§ **WORK TO BE COMPLETED**: In the listing that follows, copy out each line that includes the word "added".

---

PR #2817, opened 2026-03-26
OAK-12089: Add Lucene 9 index provider (oak-search-lucene-ng)

bhabegger:
## Summary

Introduces `oak-search-lucene-ng`, a new Oak module that provides a Lucene 9 based index engine. Indexes opt in explicitly via `type=lucene9`; all existing indexes are unaffected.

- New `oak-search-luceneNg` module: index editor, query index, tracker, index node, storage (Oak JCR node-based directory), and OSGi wiring
- Full query parity with the legacy `lucene` engine: property restrictions, path/type filters, fulltext, sorting, and excerpts
- Facet parity for all three ACL modes: insecure, statistical (TapeSampling), and secure (per-document access check) — Lucene 9 API adaptations and null-safe `MatchingDocs.bits` handling
- `LuceneNgFacetCommonTest` extends the shared `FacetCommonTest` suite for end-to-end JCR-level facet coverage
- `AbstractIndexComparisonTest` inlined into `oak-search` test-jar; `oak-search-test` module removed
- README documents feature parity vs legacy Lucene and Elastic


oak-search-luceneNg/README.md
```diff
@@ -0,0 +1,23 @@
...
+| Ordering / sorting | ✓ | ✓ | ✓ |
+| Suggestions | ✓ | ✓ | ✗ |
+| Spellcheck | ✓ | ✓ | ✗ |
+| Similarity / More Like This | ✓ | ✓ (+ KNN) | ✗ |
+| Native queries | ✓ | ✓ | ✗ |
+| Index statistics / JMX | ✓ | ✓ | ✗ |
+| Index augmentors | ✓ | ✗ | ✗ |
+| NRT / hybrid indexing | ✓ | ✗ | ✗ |
+| Index copier (CopyOnRead/Write) | ✓ | ✗ | ✗ |
+| Multi-index queries | ✓ | ✗ | ✗ |
```
thomasmueller: All indexes support "multi-index queries": union queries and joins can use multiple indexes.

I think this entry refers to the "composite node store", where eg two repositories are used (one writeable, and one read-only, eg. only /apps + /libs). The regular Lucene index runs basically two queries and combines the result. If that's what is mean there, then I would call it "Composite queries", and add a remark what exactly this is.

oak-search-luceneNg/README.md
```diff
@@ -0,0 +1,23 @@
...
+| Fulltext search | ✓ | ✓ | ✓ |
+| Facets (insecure / statistical / secure) | ✓ | ✓ | ✓ |
+| Excerpts | ✓ | ✓ | ✓ |
+| Ordering / sorting | ✓ | ✓ | ✓ |
+| Suggestions | ✓ | ✓ | ✗ |
+| Spellcheck | ✓ | ✓ | ✗ |
+| Similarity / More Like This | ✓ | ✓ (+ KNN) | ✗ |
+| Native queries | ✓ | ✓ | ✗ |
+| Index statistics / JMX | ✓ | ✓ | ✗ |
+| Index augmentors | ✓ | ✗ | ✗ |
```
thomasmueller: Hm, what is this? Could you add a remark.

oak-search-luceneNg/README.md
bhabegger: [AI] Good point — added a footnote explaining that these are OSGi extension points (IndexFieldProvider / FulltextQueryTermsProvider) that allow third-party code to inject additional fields into indexed documents or expand fulltext queries.

oak-search-luceneNg/README.md
bhabegger: [AI] Thanks for the clarification! Renamed to "Composite node store queries" and added a footnote describing the scenario (multi-mount repository, one query per mount, results merged).

pom.xml
```diff
@@ -78,6 +78,7 @@
     <module>oak-segment-azure</module>
     <module>oak-benchmarks</module>
     <module>oak-search-elastic</module>
+    <module>oak-search-luceneNg</module>
```
thomasmueller: hm, the upper-case "N" breaks the naming convention... what about "oak-search-lucene-ng" instead?

oak-search-lucene-ng/README.md
```diff
@@ -0,0 +1,26 @@
+# oak-search-luceneNg
+
+Lucene 9 index provider for Oak (`type="lucene9"`).
```
thomasmueller, line 3: What about:

```suggestion
Lucene NG index provider for Oak (`type="lucene-ng"`).
```
Hoping we can upgrade to Lucene 10 without having to change the type. I do assume the index storage version won't change, or that there is an option to add compatibility.

If not, and we do need to reindex for lucene 10, we can still add "lucene-ng-10" if that should be needed.

thomasmueller (commented):
Just some bikeshedding: I wonder if we should use the term "Lucene 9" at all.

oak-search-lucene-ng/README.md
bhabegger: So the idea is that the code should be less sensitive to Lucene upgrades. However, I wasn't really sure about having a fixed name and the in some future having to have a lucene-ng-ng ;) Here we could interpret it as lucene *since* 9 and still use that for lucene 10, 11 up to and imaginary lucene 12 that breaks compatibility again (which might never happen as likely the APIs are more stable now).

Personally, I fine with lucene-ng as I myself had doubts.

bhabegger: Also the NG in the code for now is fine since we do have 2 versions, but at some point my expectation is that the legacy code be removed and the NG no longer be new generation and be refactored with proper non NG names. So in the code I'm fine, in the type however, this sticks more. That's mostly what bother me with ng in the type.

bhabegger: @thomasmueller What about lucene2026 ? Less tied to 9 doesn't have explicit ng ?

reschke:
```
[ERROR] [ERROR] Some problems were encountered while processing the POMs:
[FATAL] Non-resolvable parent POM for org.apache.jackrabbit:oak-search-lucene-ng:1.93-SNAPSHOT: The following artifacts could not be resolved: org.apache.jackrabbit:oak-parent:pom:1.93-SNAPSHOT (absent): Could not find artifact org.apache.jackrabbit:oak-parent:pom:1.93-SNAPSHOT and 'parent.relativePath' points at wrong local POM @ line 23, column 13
```

oak-search-lucene-ng/src/main/java/org/apache/jackrabbit/oak/plugins/index/luceneNg/LuceneNgIndexEditor.java
```diff
@@ -0,0 +1,809 @@
...
+/**
+ * IndexEditor for Lucene 9.
+ *
+ * <p>Only indexes properties that are explicitly declared in the index definition's
+ * {@code indexRules}. This mirrors the behaviour of the legacy {@code oak-lucene}
+ * module and avoids the Lucene doc-values type-consistency constraint: since the
+ * declared type for a property is fixed at index-definition time, every document
+ * that contributes a doc-values field for that property will use the same type.</p>
+ */
+public class LuceneNgIndexEditor implements Editor {
```
amit-jain: This should extend from [FulltextIndexEditor](https://github.com/apache/jackrabbit-oak/blob/trunk/oak-search/src/main/java/org/apache/jackrabbit/oak/plugins/index/search/spi/editor/FulltextIndexEditor.java) as is done for [LuceneIndexEditor](https://github.com/apache/jackrabbit-oak/blob/trunk/oak-lucene/src/main/java/org/apache/jackrabbit/oak/plugins/index/lucene/LuceneIndexEditor.java#L30)

The main things that come along with the implementation is:
* Aggregation support
* and some writing some status markers which the shared Tracker extension can then reuse
* any fixes that go into that, looks like https://github.com/apache/jackrabbit-oak/blob/trunk/oak-search/src/main/java/org/apache/jackrabbit/oak/plugins/index/search/spi/editor/FulltextIndexEditor.java#L305 is also missing from here

oak-search-lucene-ng/src/main/java/org/apache/jackrabbit/oak/plugins/index/luceneNg/LuceneNgIndexTracker.java
```diff
@@ -0,0 +1,145 @@
...
+import java.util.HashSet;
+import java.util.Set;
+import java.util.concurrent.ConcurrentHashMap;
+import java.util.concurrent.ConcurrentMap;
+
+/**
+ * Tracks Lucene 9 indexes and provides access to index nodes.
+ * Scans the repository for lucene9 type indexes and maintains a cache.
+ */
+public class LuceneNgIndexTracker {
```
amit-jain: Again this should extend from the shared [FulltextIndexTracker](https://github.com/apache/jackrabbit-oak/blob/trunk/oak-search/src/main/java/org/apache/jackrabbit/oak/plugins/index/search/spi/query/FulltextIndexTracker.java#L55)
This is critical as the shared tracker has a lot of concurrency issues which have been resolved (actually LuceneIndexTracker does not extend this even though the code is almost the same)
* https://github.com/bhabegger/jackrabbit-oak/blob/c335365941593ac2651d82f07c07443adefd9e6e/oak-search-lucene-ng/src/main/java/org/apache/jackrabbit/oak/plugins/index/luceneNg/LuceneNgIndexTracker.java#L118 - uses index state which could be expensive
The code can reuse the metadata written by the FulltextIndexEditor - https://github.com/bhabegger/jackrabbit-oak/blob/c335365941593ac2651d82f07c07443adefd9e6e/oak-search/src/main/java/org/apache/jackrabbit/oak/plugins/index/search/spi/query/FulltextIndexTracker.java#L133
* Nested index changes discovery  (https://github.com/bhabegger/jackrabbit-oak/blob/c335365941593ac2651d82f07c07443adefd9e6e/oak-search/src/main/java/org/apache/jackrabbit/oak/plugins/index/search/spi/query/FulltextIndexTracker.java#L222-L243)

oak-search-lucene-ng/src/main/java/org/apache/jackrabbit/oak/plugins/index/luceneNg/internal/IndexSearcherHolder.java
```diff
@@ -0,0 +1,105 @@
...
+            new ConcurrentHashMap<>();
+
+    /**
+     * @param storageState {@link LuceneNgIndexStorage#storageState(NodeState)} for the index definition
+     * @param indexName    the index name, used only for logging/error messages
+     */
+
+    public IndexSearcherHolder(NodeState storageState, String indexName) throws IOException {
+        this.indexName = indexName;
+        this.directory = new OakDirectory(storageState.builder(), indexName, true);
```
amit-jain, line 56: NRT handling is an important part ans is also missing i think

amit-jain (changes requested):
I think there are some architectural gaps which we should address, some are even mentioned in the readme as well and could be addressed with these changes. 

Mainly we should reuse the FulltextIndexEditor and FulltextIndexTracker from the oak-search module which the elastic module also reuses and extends.

oak-search-lucene-ng/src/main/java/org/apache/jackrabbit/oak/plugins/index/luceneNg/LuceneNgIndexEditor.java
bhabegger: Will do. Thanks for the heads up.

oak-search-lucene-ng/src/main/java/org/apache/jackrabbit/oak/plugins/index/luceneNg/LuceneNgIndexTracker.java
bhabegger: Same here. Will do even if the legacy doesn't use it.

oak-search-lucene-ng/src/main/java/org/apache/jackrabbit/oak/plugins/index/luceneNg/internal/IndexSearcherHolder.java
bhabegger: I heard a lot about NRT being mostly abused and I think we could have a first go without it. I would like to test an already big change. Let's make sure everything works without NRT and then add it back in a second step.

amit-jain: > I heard a lot about NRT being mostly abused 

Ok I am not aware of the abuse, can you share more details.
Also, no problem in doing as a second step but I just highlighted things missing.

amit-jain:
Another important missing piece that is needed is the local fs index file support with the IndexCopier etc class which then get called with https://github.com/apache/jackrabbit-oak/blob/trunk/oak-lucene/src/main/java/org/apache/jackrabbit/oak/plugins/index/lucene/reader/DefaultIndexReaderFactory.java#L97

oak-search-lucene-ng/README.md
bhabegger: Let's vote here for this: https://github.com/orgs/oak-indexing/discussions/1289

oak-search-lucene-ng/src/main/java/org/apache/jackrabbit/oak/plugins/index/luceneNg/internal/IndexSearcherHolder.java
bhabegger: Some users put nrt just because they can, not because they need it.

bhabegger: Let's keep this like this for now. I would really like to test this first "core" implementation on indices where it already has sufficient features and then extend the features to cover the other cases.

Limitations are anyway documented here in the README

bhabegger:
> Another important missing piece that is needed is the local fs index file support with the IndexCopier etc class which then get called with https://github.com/apache/jackrabbit-oak/blob/trunk/oak-lucene/src/main/java/org/apache/jackrabbit/oak/plugins/index/lucene/reader/DefaultIndexReaderFactory.java#L97

Can you remind me what this is for ? Is this a must for this PR or can it be moved to later ?

oak-search-lucene-ng/src/main/java/org/apache/jackrabbit/oak/plugins/index/luceneNg/internal/IndexSearcherHolder.java
amit-jain: > Let's keep this like this for now. I would really like to test this first "core" implementation on indices where it already has sufficient features and then extend the features to cover the other cases.

This functionality was added afair as users complained adding a doc and not being able to search on it. 

> Some users put nrt just because they can, not because they need it.

And does it create a problem? But for users requiring it, not having this it creates a problem

Also, adding this with the extended common oak-search extension might have some quirks (new overloaded methods etc) which might be cleaner in a new impl as this.
BTW i am just looking at this from a parity pov and do not have a personal view on it. @thomasmueller can best suggest if we are ok not adding it initially.

amit-jain:
> > Another important missing piece that is needed is the local fs index file support with the IndexCopier etc class which then get called with https://github.com/apache/jackrabbit-oak/blob/trunk/oak-lucene/src/main/java/org/apache/jackrabbit/oak/plugins/index/lucene/reader/DefaultIndexReaderFactory.java#L97
> 
> Can you remind me what this is for ? Is this a must for this PR or can it be moved to later ?

https://jackrabbit.apache.org/oak/docs/query/lucene.html#copyonread

oak-search-lucene-ng/src/main/java/org/apache/jackrabbit/oak/plugins/index/luceneNg/internal/IndexSearcherHolder.java
bhabegger: > And does it create a problem? But for users requiring it, not having this it creates a problem
That's very general question that fits better around a coffee or a beer ;) 

But understood that there are cases where this current version will not work. And it never has been the intent of this first PR to be feature complete, only to be a first step towards it.

bhabegger: > Also, adding this with the extended common oak-search extension might have some quirks (new overloaded methods etc) which might be cleaner in a new impl as this.

I'm not sure what you meant exactly by this. If it is to generalize and simplify the code, I'm all in. Just note that, this PR was voluntarily built in a way to keep running production code not using this feature completely untouched. (Notice only tests have been adjusted to validate feature iso-behavior).

bhabegger:
> > > Another important missing piece that is needed is the local fs index file support with the IndexCopier etc class which then get called with https://github.com/apache/jackrabbit-oak/blob/trunk/oak-lucene/src/main/java/org/apache/jackrabbit/oak/plugins/index/lucene/reader/DefaultIndexReaderFactory.java#L97
> > 
> > 
> > Can you remind me what this is for ? Is this a must for this PR or can it be moved to later ?
> 
> https://jackrabbit.apache.org/oak/docs/query/lucene.html#copyonread

Ok, so this is in fact a performance optimization in the case the NodeStore is remote (many cases I agree). This doesn't block functional testing though (unless performance is so degraded that this becomes just not usable at all even restricted to testing). I would accept this for now, and leave open to solve the performance issue in maybe some way different than how it was managed in the legacy.

Ok, with you to differ ?

oak-search-lucene-ng/README.md
```diff
@@ -0,0 +1,109 @@
...
+| Excerpts | ✓ | ✓ | ✓ |
+| Ordering / sorting | ✓ | ✓ | ✓ |
+| Suggestions | ✓ | ✓ | ✗ |
+| Spellcheck | ✓ | ✓ | ✗ |
+| Similarity / More Like This | ✓ | ✓ (+ KNN) | ✗ |
+| Native queries | ✓ | ✓ | ✗ |
+| Index statistics / JMX | ✓ | ✓ | ✗ |
+| Index augmentors [^1] | ✓ | ✗ | ✗ |
+| NRT / hybrid indexing | ✓ | ✗ | ✗ |
+| Index copier (CopyOnRead/Write) | ✓ | ✗ | ✗ |
```
amit-jain, line 22: This shuold be a required feature to add and not just good to have. Without this, the luceneNG index will not work in downstream applications. The reads from remote blob stores will trigger the readiness probes (on k8s specifically) and likely take a very long time for pods to start.

This was added after oberserving such problems in production and nothing in lucene9  imo ameliorates that problem.

bhabegger:
> Another important missing piece that is needed is the local fs index file support with the IndexCopier etc class which then get called with https://github.com/apache/jackrabbit-oak/blob/trunk/oak-lucene/src/main/java/org/apache/jackrabbit/oak/plugins/index/lucene/reader/DefaultIndexReaderFactory.java#L97

FYI, last commit adds CopyOnRead

PR #2825, opened 2026-03-31
OAK-12171 Cost estimation for is (not) null checks are wrong

thomasmueller:


oak-lucene/src/main/java/org/apache/jackrabbit/oak/plugins/index/lucene/LuceneIndexProviderService.java
```diff
@@ -369,6 +371,9 @@ private void activate(BundleContext bundleContext, Configuration config) throws
         }
 
         whiteboard = new OsgiWhiteboard(bundleContext);
+        oakRegs.add(whiteboard.register(FeatureToggle.class,
+                new FeatureToggle(FulltextIndexPlanner.FT_OAK_12171, FulltextIndexPlanner.FT_OAK_12171_DISABLE),
+                emptyMap()));
```
fabriziofortino, line 376: do we need to register the FT also in the Elastic counterpart?

fabriziofortino (approved):

oak-lucene/src/main/java/org/apache/jackrabbit/oak/plugins/index/lucene/LuceneIndexProviderService.java
thomasmueller: Good point! Even thought it's a global variable (final static), there might be two instances because of OSGi (different classloaders).

fabriziofortino (approved):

---

§ **YOUR RESPONSE**:
bhabegger: [AI] Good point — added a footnote explaining that these are OSGi extension points (IndexFieldProvider / FulltextQueryTermsProvider) that allow third-party code to inject additional fields into indexed documents or expand fulltext queries.
bhabegger: [AI] Thanks for the clarification! Renamed to "Composite node store queries" and added a footnote describing the scenario (multi-mount repository, one query per mount, results merged).
This functionality was added afair as users complained adding a doc and not being able to search on it. 
This was added after oberserving such problems in production and nothing in lucene9  imo ameliorates that problem.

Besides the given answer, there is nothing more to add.